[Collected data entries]
#####

PR #317, opened 2023-11-09
Stop inserting newer versions of Guided Experience Item and provide the functionality to cleanup

haoranpb:
Instead of inserting a new `Guided Experience Item` (e.g. after editing Title), we modify the latest version instead (Note: only when `Version > 0`, [rename](https://learn.microsoft.com/en-us/dynamics365/business-central/dev-itpro/developer/methods-auto/record/record-rename-method) will not work when value is 0)

Also provide enhanced functionality to cleanup duplicated records, Job Queue implementation will be implemented once we uptake this change in NAV repository

Fixes [AB#485933](https://dynamicssmb2.visualstudio.com/1fcb79e7-ab07-432a-a3c6-6cf5a88ba4a5/_workitems/edit/485933)

- [x] Automation Tests
- [x] Manual testing is needed with team


src/System Application/App/Guided Experience/src/Guided Experience/GuidedExperienceItemCleanup.Codeunit.al
```diff
@@ -0,0 +1,134 @@
...
+
+namespace System.Environment.Configuration;
+
+using System.Apps;
+
+codeunit 1994 "Guided Experience Item Cleanup"
+{
+    InherentEntitlements = X;
+    InherentPermissions = X;
+    Permissions =
```
Groenbech96, line 15: internal

haoranpb: Good catch

haoranpb: Actually, just realized that I made it public on purpose... Note: all the procedures are either `local` or `internal`

Because we will need to access this codeunit to be able to schedule the Job Queue in BaseApp `Codeunit::"Guided Expereince Item Cleanup"`

Even thought Job Queue is planned to move to System App, we still need to do this for now

VolodySyn (approved):

src/System Application/Test/Guided Experience/src/DuplicatedGuidedExpItem.Codeunit.al
```diff
@@ -0,0 +1,128 @@
...
+        GuidedExperienceItem: Record "Guided Experience Item";
+        GuidedExperience: Codeunit "Guided Experience";
+        Limit, Counter : Integer;
+    begin
+        // [SCENARIO] Insert multiple Guided Experience Items with the same Code
+        PermissionsMock.Set('Guided Exp Edit');
+
+        GuidedExperienceItem.DeleteAll();
+
+        Assert.AreEqual(0, GuidedExperienceItem.Count(), 'No records should exists in the Guided Experience Item table before the test starts.');
```
Groenbech96, line 35: Labels

Groenbech96 (changes requested):

src/System Application/Test/Guided Experience/src/DuplicatedGuidedExpItem.Codeunit.al
haoranpb: Not sure what this the convention here tbh, those messages don't need to be translated. I think it is ok for now

Groenbech96 (approved):
LGTM

grobyns (approved):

#####

**WHAT YOU HAVE TO DO**
Copy each line of the data above that holds "internal".

**OUTPUT**
Groenbech96, line 15: internal
haoranpb: Actually, just realized that I made it public on purpose... Note: all the procedures are either `local` or `internal`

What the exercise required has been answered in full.